Notice where the talking went. It didn't disappear; it stopped being the default. The chat bar is still there, hovering quietly over the work, and it opens from either side: the agent surfaces it when there's a decision only you can make, and you can call it up yourself the moment words are the quickest way to say what you want. Language is still the most powerful thing either of you has; it just stopped being the only thing in the room. That's the real inversion: the box that used to hold the entire interaction is now one surface among many, reached for when it suits the moment instead of because nothing else is there.

Show, don't tell

Figma has gotten closer to this than anyone. Their new agent lives on the canvas instead of in a sidebar, and it reads your actual component library instead of guessing at what might be in one. Here is how they announced it:

Now we're going further, with a Figma agent available directly on the canvas and in the left rail.

That's exactly the right instinct: native to the space, and aware of the elements already in it.
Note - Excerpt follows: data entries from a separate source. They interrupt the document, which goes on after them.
PR #12300, opened 2020-07-17
Part of #12243: Expand usage of Coords objects for maze_set_track

frutiemax:


src/openrct2/ride/Ride.cpp
```diff
@@ -1276,34 +1276,31 @@ void ride_remove_provisional_track_piece()
...
+        maze_set_track({ coords, 0 }, flags, false, rideIndex, GC_SET_MAZE_TRACK_FILL);
+        maze_set_track({ coords + CoordsXYZ{ 0, 16, 0 }, 1 }, flags, false, rideIndex, GC_SET_MAZE_TRACK_FILL);
+        maze_set_track({ coords + CoordsXYZ{ 16, 16, 0 }, 2 }, flags, false, rideIndex, GC_SET_MAZE_TRACK_FILL);
+        maze_set_track({ coords + CoordsXYZ{ 16, 0, 0 }, 3 }, flags, false, rideIndex, GC_SET_MAZE_TRACK_FILL);
     }
     else
     {
-        int32_t direction = _unkF440C5.direction;
-        if (!(direction & 4))
+        if (!(coords.direction & 4))
```
duncanspumpkin, line 1291: _unkF440C5 should not have been converted to a CoordsXYZD. Can you change it to a CoordsXYZ with the direction component separate.

frutiemax: I haven't converted it, it was already a CoordsXYZD.

frutiemax: How do I get the direction if _unkFF440C5 doesn't have it?

duncanspumpkin: You would need a separate variable just for direction. Pretty sure this is a global just add another global for now.

src/openrct2/ride/Ride.h
```diff
@@ -1071,7 +1071,8 @@ extern CoordsXYZ _previousTrackPiece;
 extern uint8_t _currentBrakeSpeed2;
 extern uint8_t _currentSeatRotationAngle;
 
-extern CoordsXYZD _unkF440C5;
+extern CoordsXYZ _unkF440C5;
+extern Direction _unkF440C5_Direction;
```
duncanspumpkin, line 1075: Type should be uint8_t Direction implies it's just 0-3

frutiemax:
I might be mistaking but it looks like it holds the coordinates of the current position of the maze in construction.

duncanspumpkin:
The direction split off is for two reasons. One is that direction is not the Cardinal directions for tracks and secondly because it isn't being used like it describes a tile.

Gymnasiast:
I don't think I understand this. It moves several things to CoordsXYZD, but _unkF440C5 is moved from CoordsXYZD to CoordsXYZ + a separate direction?

Gymnasiast:
I really can't see why the direction would have to be split off. Especially since it gets fed into CoordsXYZDs, which seems to contradict the point that "the value can be higher than 3".

duncanspumpkin:
`ride_remove_provisional_track_piece` uses values higher than 3 so it should not be a `Direction`. Tracks always use >3 for its direction due to the diagonal pieces its going to really confuse things if we have Direction to mean < 4 but also  < 8 depending on if its a track or not.

Gymnasiast:
We should add a `using` for that, then.

ZehMatt:
I'm also with @Gymnasiast, what bothers me a bit is that this PR introduces a new global variable where we all know this is never a good thing.

Gymnasiast:
@ZehMatt It doesn't so much add one; it splits an existing one in two.

ZehMatt:
When one becomes two I would consider that an addition but I get the point

Gymnasiast:
Since this has stalled for more than a year, closing it.

PR #7345, opened 2018-03-24
Refactor cheats window widget definitions

AaronVanGeffen:
This refactors the cheats window to use groupbox-based offsets for its widget positions, rather than its custom macro system. A major benefit is widget flexibility without resorting to hacky positioning. This was previously seen in the use of decimal grid positions and added pixel offsets.

On top of this, by making the window adhere to the conventions used in the rest of the code base, this PR hopefully increases legibility without compromising widget mobility.

I hope to do some more redesigning of the cheats window in another PR after this.

PR #12303, opened 2020-07-17
Refactor cheats window

AaronVanGeffen:
This moves the cheats window into the new window framework. While different from my original approach in #7345, this has been something I've wanted to see for years.

The result is a bunch of widget code that is, to me, much more intuitive to read than the macros unique to this window.

I've marked this PR as a draft, however, as I think there is room for improvement. All buttons and checkboxes in the cheat window have (or should have) the same dimensions, for example. We can extract these to constants and reuse them.

Thoughts and suggestions are welcome.

### DIFF
--- a/src/openrct2-ui/windows/Cheats.cpp
+++ b/src/openrct2-ui/windows/Cheats.cpp
@@ -180,6 +180,11 @@ static constexpr const rct_string_id WINDOW_TITLE = STR_CHEAT_TITLE;
 static constexpr const int32_t WW = 249;
 static constexpr const int32_t WH = 300;
 
+static constexpr ScreenSize CHEAT_BUTTON = {110, 17};
+static constexpr ScreenSize CHEAT_CHECK = {221, 12};
+static constexpr ScreenSize CHEAT_SPINNER = {117, 14};
+static constexpr ScreenSize MINMAX_BUTTON = {55, 17};
+
 #pragma endregion
 
 #define MAIN_CHEATS_WIDGETS \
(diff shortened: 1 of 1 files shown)


src/openrct2-ui/windows/Cheats.cpp
```diff
@@ -179,147 +179,123 @@ enum WINDOW_CHEATS_WIDGET_IDX
...
-    { WWT_BUTTON,           1,      XPL(1),                 WPL(1),                 YPL(16),        HPL(16),        STR_SHOP_ITEM_PLURAL_UMBRELLA,      STR_NONE },                             // give guests umbrellas
-    { WWT_BUTTON,           1,      XPL(0),                 WPL(0),                 YPL(18),        HPL(18),        STR_CHEAT_LARGE_TRAM_GUESTS,        STR_CHEAT_LARGE_TRAM_GUESTS_TIP },      // large tram
-    { WWT_BUTTON,           1,      XPL(1),                 WPL(1),                 YPL(18),        HPL(18),        STR_CHEAT_REMOVE_ALL_GUESTS,        STR_CHEAT_REMOVE_ALL_GUESTS_TIP },      // remove all guests
-    { WWT_BUTTON,           1,      XPL(0),                 WPL(0),                 YPL(19),        HPL(19),        STR_CHEAT_EXPLODE,                  STR_CHEAT_EXPLODE_TIP },                // explode guests
+    MakeWidget({  5,  48}, {238, 279}, WWT_GROUPBOX, 1, STR_CHEAT_SET_GUESTS_PARAMETERS                                 ), // Guests parameters group frame
+    MakeWidget({183,  69}, { 54,  17}, WWT_BUTTON,   1, STR_MAX                                                         ), // happiness max
```
Gymnasiast, line 215: Am I correct in assuming the width alternates between 54 and 56? Wouldn't it be better to just make everything 55?

AaronVanGeffen: Yes, I want to streamline these. I haven't changed any of the values from what they are on current develop.

AaronVanGeffen:
I have added a few constants for the most common widget sizes in the cheat window. Consequently, I have harmonised the buttons that previously deviated +/- 1px in width, depending on what column they were in. The only other change that is reflected in the window's appearance, is the increase of the height of the spinner widgets:  the +/- buttons are now square, like in other windows.

The keen-eyed may notice that I have not added a constant for the tab and dropdown widgets, even though they have the same width. In a follow-up PR, I would like to add functions `MakeTab` and `MakeDropdown` to make adding these widgets easier. We could shorten

```cpp
MakeRemapWidget({ 3, 17}, {31,  27}, WWT_TAB,    1, SPR_TAB,    STR_FINANCIAL_CHEATS_TIP)
```
to exclude common parameters to something like:
```
MakeTab({ 3, 17}, STR_FINANCIAL_CHEATS_TIP)
```

Similarly, the `MakeDropdown` function would add a `WWT_DROPDOWN` and accompanying `WWT_BUTTON` widget, much like `MakeSpinnerWidgets` already operates. Speaking of `MakeSpinnerWidgets`, I intend to rename this to `MakeSpinner`.

Any feedback for this PR and the musings above are welcome, of course.

src/openrct2-ui/windows/Cheats.cpp
```diff
@@ -1204,56 +1185,35 @@ static void window_cheats_paint(rct_window* w, rct_drawpixelinfo* dpi)
...
-        gfx_draw_string_left(
-            dpi, STR_YEAR, nullptr, COLOUR_BLACK, w->windowPos + ScreenCoordsXY{ XPL(0) + TXTO, YPL(7) + TXTO });
-        gfx_draw_string_left(
-            dpi, STR_MONTH, nullptr, COLOUR_BLACK, w->windowPos + ScreenCoordsXY{ XPL(0) + TXTO, YPL(8) + TXTO });
-        gfx_draw_string_left(
-            dpi, STR_DAY, nullptr, COLOUR_BLACK, w->windowPos + ScreenCoordsXY{ XPL(0) + TXTO, YPL(9) + TXTO });
-        gfx_draw_string_right(
-            dpi, STR_FORMAT_INTEGER, &_yearSpinnerValue, w->colours[1],
-            w->windowPos + ScreenCoordsXY{ WPL(1) - 34 - TXTO, YPL(7) + TXTO });
+        gfx_draw_string_left(dpi, STR_BOTTOM_TOOLBAR_CASH, gCommonFormatArgs, colour, w->windowPos + ScreenCoordsXY{ 14, 93 });
```
Gymnasiast, line 1188: I see this number `14` a lot in this PR. There must be some significance to it, so defining a constant would be appropriate IMO.

AaronVanGeffen: Shall we introduce an `ANCHOR_LCOL_X` = 14 and `ANCHOR_RCOL_X` = 208? They seem to be restricted to `window_cheats_paint`, so I propose we make them local constants there.

Gymnasiast: Local constants would be fine, if it is really unique to the Cheats window.

AaronVanGeffen: I meant local to the paint function, even, not just the file. Since the value doesn't occur in the same way elsewhere in the file, it makes sense to optimise this locally.

Issue #12312, opened 2020-07-19
Game soft-locks when loading a save file via command line fails


ZehMatt:
Something I noticed as well is that if you start OpenRCT2 via command line with a file that it unsuccessfully opens, you just get a black soft locked screen.

_Originally posted by @IntelOrca in https://github.com/OpenRCT2/OpenRCT2/issues/12229#issuecomment-657631998_

janisozaur:
I complained about the black screen years ago. What does "soft locked" mean, though?

ZehMatt:
It means you can no longer interact with the game being able to do nothing.

IntelOrca:
@janisozaur https://en.wiktionary.org/wiki/softlock

You may still be able to interact with the game, but it is impossible to advance. The game is stuck but it has not crashed and is still running through the game loop.

PR #12313, opened 2020-07-19
#12229: Show error message when loading save from command line fails

### LINKED ISSUE #12229: Show proper warning when unsuccesfully trying to load a save
Currently, no warning is shown in the GUI when you try to load a save (or a scenario via the load/save window), only in the console. In cases like this, RCT2 would warn "file contains invalid data".

Additionally, when fixing this, it would be nice if loading renamed .sea files would have an error message of its own.

ZehMatt:
This PR also fixes the issue that it would soft-lock on load failure.

Closes #12229, #12312


duncanspumpkin:
This PR removes specific error messages from the loader as it will throw on a load failure.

And yet notice how the same announcement tells you to use it: "Ask Figma to summarize feedback, identify themes, and turn input into next steps." "Chat with Figma to update typography across a file." Every example is a sentence you say to it, and their own demos play out the same way each time: a prompt goes in, a result comes back, and the agent's half of the exchange is words.
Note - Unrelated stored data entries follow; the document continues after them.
PR #12323, opened 2020-07-19
Close #12270 Remove goto from track_remove_station_element

### LINKED ISSUE #12270: Remove goto from track_remove_station_element
https://github.com/OpenRCT2/OpenRCT2/blob/0951c0c5cc3f69a6097251ddc6bdb6047f8f7959/src/openrct2/ride/Track.cpp#L927-L930

0ro8lu:
Remove use of goto from function track_remove_station_element

### DIFF
--- a/src/openrct2-ui/windows/Ride.cpp
+++ b/src/openrct2-ui/windows/Ride.cpp
@@ -3154,7 +3154,7 @@ static void window_ride_vehicle_scrollpaint(rct_window* w, rct_drawpixelinfo* dp
     rct_ride_entry* rideEntry = ride->GetRideEntry();
 
     // Background
-    gfx_fill_rect(dpi, dpi->x, dpi->y, dpi->x + dpi->width, dpi->y + dpi->height, PALETTE_INDEX_12);
+    gfx_fill_rect(dpi, { { dpi->x, dpi->y }, { dpi->x + dpi->width, dpi->y + dpi->height } }, PALETTE_INDEX_12);
 
     rct_widget* widget = &window_ride_vehicle_widgets[WIDX_VEHICLE_TRAINS_PREVIEW];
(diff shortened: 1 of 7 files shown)


0ro8lu:
> Please rebase instead of merging one branch into another: [Rebase and Sync fork with OpenRCT2](https://github.com/OpenRCT2/OpenRCT2/wiki/Rebase-and-Sync-fork-with-OpenRCT2)
Ok, i've synced my forked version of the repo with the main devlop branch. So when in CLion i do pull from develop it's not actually updating it? How does it work?

tupaschoal:
When you sync your develop, it's only it that is changing. You then have to either rebase your branch, `track_remove_station_element` in this case, on top of the "new" `develop`, or merge the `develop` onto it.

What you seem to have done is the latter, but we rather prefer the first, because as you can see, merging leaves the PR with lots of commits, which kind of pollutes it a bit.

Remember that when you create your branch, it takes a snapshot from where it's being branched from and, from there onwards, it is a different thing altogether, which needs manual/separate sync.

0ro8lu:
Mh... how about removing this PR? I’ll redo the modification without polluting the PR with tons of commits

duncanspumpkin:
Remaking PRs is a real pain and doing that every time you make a mistake would lead to 100s of PRs. It's really not difficult to do a rebase.

0ro8lu:
Sorry, i thought it would be a valid solution, i did not want to look lazy. I've rebased it (hopefully)

duncanspumpkin:
I see now why you were talking about the do while being horrible to look at. This is indeed a horrible to follow function. It isn't a tile element loop so I have no issues with changing it away from being a do while into something completely different. But lets leave that for a second refactoring.

duncanspumpkin:
Please ensure for future work that you use rebase correctly its still not correct. I'll merge this for now but for future. https://github.com/OpenRCT2/OpenRCT2/wiki/Rebase-and-Sync-fork-with-OpenRCT2

PR #12333, opened 2020-07-20
Remove assert on ScreenLine

tupaschoal:
Code is not always constructing a valid line as pointed out by https://github.com/OpenRCT2/OpenRCT2/commit/f725fff2dad526b55f3bc5386f54ef0d565f99ec#r40758993


tupaschoal:
> Yeah it's unfortunate we can't have this as it's a sensible idea but oh well.

I imagined we would hit a case eventually, but it's a "we can't have this **yet**", maybe someday we will :)

PR #13464, opened 2020-11-27
Update icon for macOS Big Sur

### LINKED ISSUE #13436: macOS Big Sur Icon
**OS:** macOS
**Version:** 11.0.1

Hi, macOS Big Sur has a new design for icons.
I found the SVG of the original icon, and made this alternate version for Big Sur.
If you want I can open a PR and replace the `.icns` file with this one and generate assets for all resolutions.

**Screenshots / Video:**

App Icons - @2x
Capture d’écran, le 2020-11-21 à 02 17 06

mrleblanc101:
fix #13436


pizza2004:
I don't think you need to actually include the icns file in the repository, as we weren't doing that before.  I think it just generates it when the project builds through Xcode.

mrleblanc101:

Figma's agent, prompted to explore style: “Give me 3 style options for this design: one that's organic, one modern, and one retro.”
Figma's agent, prompted to act on feedback: “Sort these comments by theme. Create a new rev of my design that incorporates the feedback for this profile.”

It still mostly talks. You prompt it, it narrates back, it tells you what it just did.

So here is the rule from storytelling that every spatial interface should quietly steal: show, don't tell. A text agent can only ever tell you things. "I tagged your document." "I found three related notes." "I reorganised your board." A spatial agent can show you instead. The tag is simply there. The notes are already glowing. The board is already grouped and waiting for your nod. The discomfort you feel around text-based agents was never that they're bad at language, because they are genuinely great at language. It's that the medium is fighting the message. You built yourself a space, and then sat a narrator down in the corner to describe that space back to you.

Where they actually live

Not in a box bolted onto the side. They live in the canvas itself, mostly out of sight, doing the cheap and reversible work without ever starting a conversation about it, and surfacing only to show you three things: what they are about to change, what they already understand about your space, and the one question they genuinely can't answer for you. That last one is when the chat bar speaks on its own, though it stays there for you to open first, any time language is simply the cleaner way to say what you mean.

So no, I didn't reinvent the chatbox. I moved it off center and kept it a keystroke away for the moments when words really are the best way through, then handed the rest of the screen back to your work. The best agent you'll ever use is the one you'll barely remember was there at all.